1. BLOCK SIZE. You can use any block size for X and Z, but express your results normalized per pixel to facilitate comparison with other groups. We suggest 8x8.

2. PLOT RD PERFORMANCE. Compare the rate-distortion performance of the hash-based motion estimation methods analyzed, preferably in a single plot.

3. DISTORTION. The vertical axis will represent PSNR (in dB), computed from the average distortion D per pixel in the conventional way.

4. Let Z_opt be the motion-compensated block obtained using the current block X, which minimizes ||X-Z||^2, that is, the MSE between X and Z. Let Z_subopt be the motion-compensated block obtained using the hash T instead of X. The distortion is defined as D_subopt=||X-Z_subopt||^2. Clearly, D_subopt>=D_opt. D_subopt is the distortion you’re asked to plot. You can also draw a horizontal line at the value D_opt for reference.

5. RATE. The rate R should be on the horizontal axis, in bits/pixel, ranging from 0 to 0.15.

6. You may make entropy measurements instead of carrying out actual arithmetic coding, but you need to justify the practicality of your design.

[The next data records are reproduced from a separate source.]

PR #1068, opened 2024-03-01
Update MathJax contextual menus for assistive tools

dpvc:
This PR implements the new menu structure that we discussed over the last few developer meetings.

While updating the menus, we also normalize how the settings are handled, so that the `enableSpeech`, `enableBraille`, `enableEnrichment` and `enableExplorer` document options control whether those actions are taken, and are controlled automatically by the menu settings.  When enrichment is enabled, the accessibility submenus are made active (and the `enable...` options are set to true).  This allows the explorer to run, and whatever settings are present in the `Speech`, `Braille`, and `Explorer` menus to take effect.  Those submenus control the `a11y` settings of the document's options (and the `menuOptions.settings` section, which is what initializes the `a11y` values when the menu code is loaded, and are what are stored in the menu's `localStorage` cache).

All of this means that, for example, for speech to be added, both the document's `enableSpeech` and `a11y.speech` options must be true, and for the subtitles to be shown, the `a11y.substitles` option must also be true.  Similarly for the Braille settings.  This generated the changes to `KeyExplorer.ts` for example.

The `setA11yOptions()` function in `explorer.ts` is simplified by moving the handling of `locale` to the `setA11yOption()` function where all the other special keys are processed.

The `ExplorerPool.ts` file is modified to attach explorers when speech isn't enabled but one of Braille or magnification is (there were not separate explorer keys for these, as the speech explorer handles all three).

In `semantic-enrich.ts`, we add code to remove enrichment if the state drops below the enrichment state, and we add an error function to process enrichment errors that can be overriden by the user.

The `MJContextMenu` is modified to:
* Add a `Braille Code` item to the `Show As` and `Copy to Clipboard` submenus (enabled when Braille generation is active).
* Modify the `DynamicSubmenus` code to allow enabling of a non-empty menu to be controlled by a menu setting (so that, for example, the `language` submenu does not get enabled when speech is not being generated). 
* The `findID()` method has been rewritten to not use `find()`, which descends into submenus too soon for `findID()`.

The `SpeechMenu.ts` file uses the new `DynamicSubmenus` parameter to handle the language and clearspeak submenus.

The `MenuHandler` adds the `enableSpeech` and `enableBraille` options, and handles the transfer of the menu settings to the various `enable...` options.  Note that `enableExplorer ` and `enableEnrichment` are initially the same, since enrichment is all that is needed for the explorer at this point.

Finally, the `Menu.ts` file has significant changes to implement the new menu structure and loading of the needed components when the settings change.  The `explorer` menu setting has been removed, since there is no longer an explicit menu setting for it (instead, it is controlled by enrichment setting).

It may be useful to turn off white-space difference when looking at the changes.

Note that you will need to use the `lab-menu-update` branch in the `MathJax-dev` repository to get the needed changes to the lab in order for the lab to work with this branch.

### DIFF
--- a/components/bin/build
+++ b/components/bin/build
@@ -39,7 +39,7 @@ const EXPORTPATTERN =
       /(^export(?:\s+default)?(?:\s+abstract)?\s+(?:[^ {*}]+\s+(?:enum\s+)?[a-zA-Z0-9_.$]+|\{.* as .*\}))/m;
 
 const EXPORT_IGNORE = ['type', 'interface'];
-const EXPORT_PROCESS = ['let', 'const', 'var', 'function', 'class', 'namespace', 'as'];
+const EXPORT_PROCESS = ['let', 'const', 'var', 'function', 'class', 'namespace', 'enum', 'as'];
 
 /**
  * The module type to use ('cjs' or 'mjs')
@@ -159,7 +159,7 @@ function processParts(parts) {
   for (let i = 1; i < parts.length; i += 2) {
     const words = parts[i].split(/\s+/);
     const n = words.length;
-    const type = (words[n - 2] === 'enum' ? words[n - 3] : words[n - 2]);
+    const type = (words[n - 2] === 'enum' && n > 3 ? words[n - 3] : words[n - 2]);
     const name = words[n - 1].replace(/\}$/, '');
 
     if (words[1] === 'default' || type === 'default') {
--- a/components/mjs/a11y/explorer/config.json
+++ b/components/mjs/a11y/explorer/config.json
@@ -6,7 +6,6 @@
   "webpack": {
     "name": "a11y/explorer",
     "libs": [
-      "components/src/ui/menu/lib",
       "components/src/a11y/semantic-enrich/lib",
       "components/src/a11y/sre/lib",
       "components/src/input/mml/lib",
--- a/components/mjs/a11y/explorer/explorer.js
+++ b/components/mjs/a11y/explorer/explorer.js
@@ -1,17 +1,7 @@
 import './lib/explorer.js';
 
-import {combineDefaults} from '#js/components/global.js';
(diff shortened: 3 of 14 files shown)


dpvc:
I've made the name change to the `Semantic Enrichment` menu item.

I also made changes to some of the component `config.json` files to update them to handle the current interdependencies better.  E.g., the explorer component no longer relies on `ui/menu`, so that has been removed from its `config.json` file and from the `dependencies.js` file, and since uses the `a11y/speech/SpeechUtil.ts` file and so does `semantic-enrich`, this is now shared between them rather than both including separate copies of it.

I've looked at the conflicts with the updates to the `fix/ff_safari_issues` branch, and there are four to be dealt with.

* In `explorer.ts`, I think you can remove the new lines that set the enable options, as these are handled by the menu (when you check or uncheck `Generate` in the `Speech` submenu, `enableSpeech` is set or unset (so `enableSpeech` tracks `options.a11y.speech` automatically.  Similarly for Braille.  Note that since these lines are in the `explorable()` function, and that runs *after* the `attachSpeech()` function, setting these options here is too late anyway.  If you want to have the a11y options for the enable options, it might be best to do that in the constructor rather than in `explorable()`.

* In `ExplorerPool.ts`, I had handled the speech/braille/keyMagnifier issues by modifying line 239 in the conflict editor.  You can decide which method to use, but note that I made an `a11y` variable at line 220 of the conflict editor, and that is used later, so you should keep that line.  My lines 221 and 222 should be replaced by your line 224, though.  If you keep your changes, you can use `a11y` in line 231 to simplify that (and probably move it onto the previous line).  And of course you would remove my changes from line 239.

* In `KeyExplorer.ts`, I think you want to keep my lines, for when the menu isn't being used.

* In `semantic-enrich.ts`, my changes are equivalent to yours, but I have set up an `options` variable earlier that I use here, where you use the full path to the options.

So I think there is not much problem with the conflicts, and they are easily sorted out.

We illustrate this with the following example. Suppose that your hash code T is a block of 4x4 pixels drawn from X. Computing the entropy of T wouldn’t in general correspond to a practical lossless coding design because the potential alphabet would have 256^16 elements. In this example, instead, you could do some zig-zag scan, use run-level coding and make entropy measurements on the pairs obtained, just as explained in the lecture on transform coding.

7. TRAINING & TEST SEQUENCES. Use the first 50 frames of the CIF sequences ‘foreman’, ‘bus’, ‘carphone’ and optionally, ‘mobile’, to train and test your system. By training, we mean to optimize any parameters such as quantization widths. You don’t have to use the entire data if your training algorithm is not fast enough. All these sequences are available at http://www.stanford.edu/class/ee398/samples.htm. Provide A SINGLE rate-distortion plot based on your training set (which may contain more than one sequence). If you have time, we would like to ask you to test your method on a sequence NOT used for training (with the parameters optimized for the training sequences). Again, you don’t need to use all the blocks. You can provide a rate-distortion plot for the test sequence in addition to the plot for the training set.

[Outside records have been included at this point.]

PR #1069, opened 2024-03-06
Handle primes in munderover as in msubsup.  (mathjax/MathJax#3202)

dpvc:
This PR resolves the issues raised in mathjax/MathJax#3202, namely that primes are not placed properly on operators.  E.g., `\sum_n'` should act like `\sum_n^\prime` but doesn't.  The reason is that the `PrimeItem` and `BaseMethods.Prime` function don't treat `munderover` the same as `msubsup`, so this PR fixes that.

This also fixes the problem with `\int\limits'` not working like `\int\limits^\prime`.

It also fixes the problem with `\sum''` and larger numbers of primes not using the proper size in display mode.

Resolves issue mathjax/MathJax#3202.


zorkow (approved):
lgtm.

PR #1254, opened 2025-05-17
Remove unneeded configuration, and simplify replacements

dpvc:
This PR cleans up some replacements (they don't need to use functions), and removes unneeded configuration options.


zorkow (approved):
lgtm.

PR #1255, opened 2025-05-17
Report failure of \require rather than throw an error

dpvc:
This PR makes a failed `\require{}` produce a TeX error rather than throwing a general error that causes MathJax to stop running.  A new test is added to cover the new code.


zorkow (approved):
lgtm.

PR #1259, opened 2025-05-22
Fix script spacing when MathML spacing is used. (mathjax/MathJax#1224)

dpvc:
This PR fixes an issue with MathML spacing where an `mo` whose content is not in the operator dictionary and when it is used with `scriptlevel` greater than 0.  In that situation, it should use the reduced space size of `SMALLSIZE.


zorkow (approved):
lgtm.

PR #1260, opened 2025-05-26
Fix/cs preferences

zorkow:
**Only works with the latest versions of SRE, v5-alpha.3 and above. Make sure to run `pnpm install` first!**

The PR does 4 main things:
1) Fixes the auto voicing option
2) Reinstates the functionality of the Clearspeak submenu
3) Ensures that consistent ruleset/preference changes on an element. 
4) Removes `ChromeVox` menu entry

## Auto Voicing Option

Auto voicing with synchronised highlighting uses the `SemAttr.SPEECH_SSML` attributes to compute speech, pauses and the highlighting marks. It also depends on these being available at all levels of the expression.
* The container gets the ssml attribute form the speech structure from SRE (latest version!)
* We compute SSML not just for summary but also for regular speech in `SsmlAttributes`.
* Hiding the `SpeechRegion` cancels the speech.

## Clearspeak Submenu

Since some of the functionality of the Clearspeak submenu depends on locales being loaded we now need to route this through the worker. In particular we need to call the worker in two functions:
* `getLocalePreferences` computes the clearspeak preferences for a locale; they need to be computed only once are stored in a dedicated `localePreferences` map
* `getRelevantPreferences` computes the category of preferences that is useful for the currently focused node. E.g., if it is a fraction then the fraction related preferences are computed (this is similar somewhat similar `nextStyle`). Results are passed back via the `relevantPreferences` map.
 
To support this I have added two methods in `GeneratorPool`, `WebWorker`, and `speech-worker`, respectively.
In addition 
* `DynamicSubmenus` now work asynchronously.
* SRE previously kept the global state of styles/preferences for `MathSpeak` and `ClearSpeak`. These are now kept in `previousPrefs`. There is still an issue when a locale has no clearspeak, going back to one that does still leaves it on Mathspeak.

## Conistent rule and preference changes

Now items also have a `data-semantic-domain2style` that remembers the last style used when swapping styles/rules with the `>` and `<` keys. This avoids bleed through from one expression to the other, as SRE no longer maintains a global state for elements.

## ChromeVox Menu

I removed the `ChromeVox` menu entry as this only exists in English and is no longer maintained.

### DIFF
--- a/package.json
+++ b/package.json
@@ -167,7 +167,7 @@
     "@xmldom/xmldom": "^0.8.10",
     "mhchemparser": "^4.2.1",
     "mj-context-menu": "^0.9.1",
-    "speech-rule-engine": "^5.0.0-alpha.3",
+    "speech-rule-engine": "^5.0.0-alpha.4",
     "wicked-good-xpath": "^1.3.0"
   }
 }
--- a/package.json
+++ b/package.json
@@ -167,7 +167,7 @@
     "@xmldom/xmldom": "^0.8.10",
     "mhchemparser": "^4.2.1",
     "mj-context-menu": "^0.9.1",
-    "speech-rule-engine": "^5.0.0-alpha.2",
+    "speech-rule-engine": "^5.0.0-alpha.3",
     "wicked-good-xpath": "^1.3.0"
   }
 }
--- a/pnpm-lock.yaml
+++ b/pnpm-lock.yaml
@@ -21,8 +21,8 @@ importers:
         specifier: ^0.9.1
         version: 0.9.1
       speech-rule-engine:
-        specifier: ^5.0.0-alpha.3
-        version: 5.0.0-alpha.3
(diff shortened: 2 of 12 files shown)


dpvc:
Sorry, I guess my removal of the fix/explorer-issues branch closed this PR automatically.  Didn't mean for that to happen.  It looks like this branch is a little more complicated to rebase than I thought (I'm working on it now).

zorkow:
Indeed, it looks like the only clean way to get this back is to replay the commits in this PR on top of the `update/explorer` branch. I'll do that tomorrow.

dpvc:
I've done it, and need to do some checking, and will make a new branch once I'm convinced that it is an accurate rebasing.  I did have to do several separate rebasings of subranges of the branch in order to do it.

zorkow:
Great, thanks for doing this. I did test and it has the functionality as expected. Will make a PR #1263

David Rebollo-Monedero (General TA) (adapted from idea suggested by Prof. Girod)

Please email me as soon as possible if you're interested. I'll probably hold a short meeting around or on Friday, Jan 28, to explain the details of the project and help you decide. Good luck!

Distributed Video Compression, Error-Resilient Video Transmission

See background below.

Error-Resilient Video Transmission by Predicting Visibility of Packet Losses

Background

To attain high compression ratios, video coding algorithms rely on predictive coding of the video frames. This involves estimating the motion between the current and the previous frame(s), compensating for this motion, and finding the prediction error between the current and previous frame. The transmitted bitstream then consists of the motion vectors and the lossily compressed prediction error signal. This gives compression, but reduces the error-resilience, i.e., loss of a single frame results in incorrect decoding of the subsequent frames. Error-resilient transmission of this compressed bitstream can be achieved by a number of methods, for example by introducing intra-coded macroblocks, or by explicitly transmitting parity symbols to protect the transmitted bitstream against transmission errors. This latter class of methods, includes conventional techniques like FEC or the recently proposed Systematic Lossy Error Protection (SLEP) scheme which uses Wyner-Ziv Video Coding [1]. In either case, a certain portion of the total transmitted bit-rate is used to transmit parity symbols which can correct for transmission errors, if any. The difference is that in FEC, the errors are corrected exactly, whereas in SLEP, distributed video compression is used to correct the errors up to a small residual distortion. Please see [1,2] for the SLEP principle, implementation details, and advantages of choosing SLEP over FEC.

Idea

This project suggestion is based on the observation that different portions of the video sequence have different susceptibility to transmission errors [3]. For e.g, Loss of the immobile portions of a video scene may be tolerated since these errors do not propagate to subsequent frames. Let the video frame be divided into slices (groups of macroblocks). An interesting question to pose at the encoder, is whether a slice ought to be protected or not. This choice can be made by observing the motion vectors of the macroblocks which make up the slice. For e.g., if the mean motion in the X and Y directions is less than a single pixel and if the variance of the motion vectors is sufficiently low, then the slice represents a low motion area of the video frame, and need not be protected. Can a more sophisticated method be devised to make this decision ? If this is done correctly, the low-motion slices would not be protected, and the bit-rate for error protection would be used only for the medium and high-motion slices. How much improvement in error-resilience can be obtained in this way, as opposed to indiscriminately protecting all slices ?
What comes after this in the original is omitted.